​Labor admits health IT system requires refresh

The Australian Labor Party has admitted the country's health IT system needs an update and has not ruled out involving the private sector, despite accusing the prime minister of doing the same.
Written by Asha Barbaschow on

The federal opposition has admitted that the computer systems behind Australian health need to be modernised, with Labor leader Bill Shorten saying this should occur "at some point", not dismissing the idea of private sector engagement.

Opposition health spokeswoman Catherine King said she would not rule out involving the private sector in the inevitable IT improvements, which would need to happen within five years.

"But under no circumstances would you flog it off," she told ABC radio on Monday.

The acknowledgement of the health IT concerns comes in the wake of Shorten accusing the current government of planning to privatise Medicare.

Early on in Shorten's election campaign, the Labor leader declared the July 2 poll was a referendum on protecting the Medicare system.
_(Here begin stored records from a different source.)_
PR #404, opened 2022-02-11
refactor(tokenizer): Introduce events

fb55:
Update the tokenizer to produce events. See #403 for details.

Issue #403, opened 2022-02-11
Proposal: Replace the token queue with an event-handler system


fb55:
### Why

The token queue adds a level of indirection that makes it harder to fix some issues. Eg. #292 is easy to fix once the token queue is gone. Also, debugging is currently complicated, as stack traces end at the token queue.

With the queue gone, stack traces will point at the corresponding line in the tokenizer. V8 will be able to optimise more aggressively; in my branch combining all of the changes, I see a ~15% performance increase using `htmlparser-benchmark`.

### Game plan

1. Update the tokenizer to produce events. There will be a `QueuedTokenizer` class that wraps around the tokenizer, which provides an interface for the parser. Opened as #404
2. Invert event processing in the parser. The parser currently first checks the insertion mode, and then the token type. By inverting this (checking first the token type, then the insertion mode), we prepare the parser to accept the events from (1). Opened as #405
3. Tie everything together. Have the updated parser from (2) consume the tokenizer events from (1). Opened as #419

(1) and (2) do not depend on one-another and can be merged independently.

cc @wooorm @43081j

PR #405, opened 2022-02-11
refactor(parser): Invert event processing

fb55:
See #403 for details.

The parser currently first checks the insertion mode, and then the token type. By inverting this (checking first the token type, then the insertion mode), we prepare the parser to accept the events from #404.

This change also allowed foreign content checks to be greatly simplified.

### DIFF
--- a/packages/parse5/lib/tokenizer/index.ts
+++ b/packages/parse5/lib/tokenizer/index.ts
@@ -213,7 +213,7 @@ export class Tokenizer {
      * Indicates that the current adjusted node exists, is not an element in the HTML namespace,
      * and that it is not an integration point for either MathML or HTML.
      *
-     * @see {@link https://html.spec.whatwg.org/#tree-construction}
+     * @see {@link https://html.spec.whatwg.org/multipage/parsing.html#tree-construction}
      */
     public inForeignNode = false;
     public lastStartTagName = '';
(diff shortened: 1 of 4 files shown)


fb55:
One thing I am currently unhappy about is the `tokenizer.inForeignNode` and `currentNotInHTML` naming inside of the parser.

- `currentNotInHTML` indicates that the current node is not an element in the HTML namespace.
- `tokenizer.inForeignNode` (fka. `tokenizer.allowCDATA`) indicates that the current node is not an element in the HTML namespace, and that it is not an integration point for either MathML or HTML. (See https://html.spec.whatwg.org/#tree-construction)

If someone can come up with better names, I'm am more than happy to take them.

packages/parse5/lib/tokenizer/index.ts
```diff
@@ -209,7 +209,13 @@ export class Tokenizer {
 
     private tokenQueue: Token[] = [];
 
-    public allowCDATA = false;
+    /**
+     * Indicates that the current adjusted node exists, is not an element in the HTML namespace,
+     * and that it is not an integration point for either MathML or HTML.
+     *
+     * @see {@link https://html.spec.whatwg.org/#tree-construction}
```
wooorm, line 216: link to multipage perhaps, otherwise it’s too slow?

wooorm (commented):
Isn’t this a deviation from how the spec is written? Seems like that’ll cause future problems.

fb55:
> Isn’t this a deviation from how the spec is written? Seems like that’ll cause future problems.

I don't think this will make maintenance noticeably harder. parse5 already has a split for specific token handlers that doesn't exist in the spec. The splitting point was moved up by a step, which shouldn't make it harder to map the spec to the code.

However, Prime Minister Malcolm Turnbull emphatically ruled out selling off any part of Medicare and accused Shorten of running a "dishonest scare campaign".

"This is the biggest lie of the campaign -- not the only one of Mr Shorten's lies I might say," Turnbull said Monday morning. "Medicare will never, ever be privatised, and never be sold."
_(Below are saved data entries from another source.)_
PR #418, opened 2022-02-26
feat: Add CommonJS export for parse5 module

### LINKED ISSUE #379: Add CommonJS output
As discussed in #351, we should make parse5 a hybrid module, with both ESM and CommonJS entry points.

fb55:
Fixes #379 

This mostly follows the pattern from [SenseDeep](https://www.sensedeep.com/blog/posts/2021/how-to-create-single-source-npm-module.html).

cc @43081j @wooorm


package.json
```diff
@@ -24,7 +24,9 @@
         "typescript": "^4.5.5"
     },
     "scripts": {
-        "build": "tsc --build packages/* test",
+        "build": "npm run build:es && npm run build:cjs",
+        "build:es": "tsc --build packages/* test",
+        "build:cjs": "tsc -p packages/parse5/tsconfig.cjs.json && echo '{\"type\":\"commonjs\"}' > packages/parse5/dist/cjs/package.json",
```
wooorm, line 29:
```suggestion
        "build": "npm run build:esm && npm run build:cjs",
        "build:esm": "tsc --build packages/* test",
        "build:cjs": "tsc -p packages/parse5/tsconfig.cjs.json && echo '{\"type\":\"commonjs\"}' > packages/parse5/dist/cjs/package.json",
```

`esm` is used a bunch everywhere. And both 3 characters means it aligns nicely :)

fb55: Good recommendation! 😄

wooorm (commented):
this looks good, can the CI be fixed though?

fb55:
The CI is fixed in #419

package.json
```diff
@@ -24,7 +24,9 @@
         "typescript": "^4.5.5"
     },
     "scripts": {
-        "build": "tsc --build packages/* test",
+        "build": "npm run build:esm && npm run build:cjs",
+        "build:esm": "tsc --build packages/* test",
+        "build:cjs": "tsc -p packages/parse5/tsconfig.cjs.json && echo '{\"type\":\"commonjs\"}' > packages/parse5/dist/cjs/package.json",
```
43081j, line 29: does this make node think `dist/cjs/` is its own package?

packages/parse5/package.json
```diff
@@ -27,7 +27,15 @@
         "serialize"
     ],
     "license": "MIT",
-    "main": "dist/index.js",
+    "main": "dist/cjs/index.js",
```
43081j, line 30: wouldn't we still want the default to be ESM? so the only way to reach any commonjs entrypoints is by reading the package exports

package.json
fb55: This will make `require('parse5')` work in Node versions with ESM support.

Because the files are plain `.js` files, Node will look at the closest `package.json` file to determine if the code is ESM or not. We create a `package.json` for the CJS code, to make sure requiring it works as expected.

packages/parse5/package.json
fb55: Node versions with ESM support will not read the `main` property if `exports` are specified. That means this field is only for non-ESM Node versions, which should use the CJS version.

package.json
fb55: I can't think of any side-effects, but definitely something worth keeping in mind for future bug-reports. I adopted the pattern from [this article](https://www.sensedeep.com/blog/posts/2021/how-to-create-single-source-npm-module.html) from SenseDeep, which is used in several published (but not very popular) modules.

fb55:
Thanks for the review y'all!

packages/parse5/package.json
```diff
@@ -27,7 +27,15 @@
...
+    "module": "dist/index.js",
+    "types": "dist/index.d.ts",
+    "exports": {
+        ".": {
+            "import": "dist/index.js",
+            "require": "dist/cjs/index.js"
+        }
+    },
```
milahu, line 38: this breaks [rehype/test/parse-error.js](https://github.com/rehypejs/rehype/blob/620bb9cdf53a4dbe70adfca8d66c8824eb3f513f/test/parse-error.js#L7)

```js
import p5errors from 'parse5/lib/common/error-codes.js'
```

wontfix in rehype, as [ERR](https://github.com/inikulin/parse5/blob/075be2e712644410e1ceae67ebabad958bc0b66e/packages/parse5/lib/common/error-codes.ts#L9) is not exported by parse5

&rarr; export as ErrorCodes?

https://nodejs.org/api/esm.html

> module files within packages can be accessed by appending a path to the package name **unless the package's [package.json](https://nodejs.org/api/packages.html#nodejs-packagejson-field-definitions) contains an ["exports"](https://nodejs.org/api/packages.html#exports) field, in which case files within packages can only be accessed via the paths defined in ["exports"](https://nodejs.org/api/packages.html#exports).**

43081j: the package exports are right IMO. if we have consumers of the error codes enum, we should probably just export it top-level along with `ParserError`, possibly as a useful name like you said (`ErrorCodes`).

i.e. in `index.ts`, `export {ERR as ErrorCodes}` or something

Less than two weeks out from the election, Turnbull confirmed services which are currently being delivered by Medicare would continue to be covered, and that he would be engaging with the Digital Transformation Office (DTO) to make Medicare services more user friendly .

"Every element of Medicare services that is being delivered by government today will be delivered by government in the future. Full stop," he said. "I am making a solemn commitment."
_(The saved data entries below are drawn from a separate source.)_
PR #419, opened 2022-02-27
refactor(parser): Consume tokenizer events

### LINKED ISSUE #403: Proposal: Replace the token queue with an event-handler system

fb55:
Fixes #403 

Final PR for #403. Now that everything is prepared, we can switch the parser to consuming tokenizer events.

This required an update for the parser feedback test generation script, which now has to consume events as well.


fb55:
`master` is currently broken due to a misalignment of the previous two commits. This PR will resolve the issue.

packages/parse5/lib/tokenizer/tokenizer-location-info.test.ts
```diff
@@ -11,22 +10,17 @@ interface LocationInfoTestCase {
 }
 
 /** Receives events and immediately compares them against the expected values. */
-class LocationInfoHandler extends SinglePathHandler {
```
fb55, line 14: `SinglePathHandler` was merged into `LocationInfoHandler`.

PR #429, opened 2022-03-02
refactor: Use handler for `OpenElementStack`

fb55:
Now that the tokenizer is using the delegate pattern, it only makes sense to update the `OpenElementStack` to follow the same pattern.


43081j (approved):
makes sense to me :+1:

But the shadow health spokeswoman is not convinced, declaring the government was currently at "very, very advanced" stages of privatising the IT systems, having already put out an expression of interest to companies.

"We've heard Malcolm Turnbull and the Liberals say a whole lot of things about health before," King said. "It's pretty hard to believe anything they have to say."

King pointed to Telstra's contract to manage the national cancer registry, insisting the government would have to pay the telecommunications company extra to mine patient data.

"This is a disaster when it comes to health," she said.

Under the contract signed in May, Telstra Health will create a database of cancer records for those who have been screened for bowel and cervical cancer, with patients and doctors able to access the register online. The register will integrate eight existing cervical cancer registers and the current bowel cancer register, with more than 11 million separate records being amalgamated onto a single platform.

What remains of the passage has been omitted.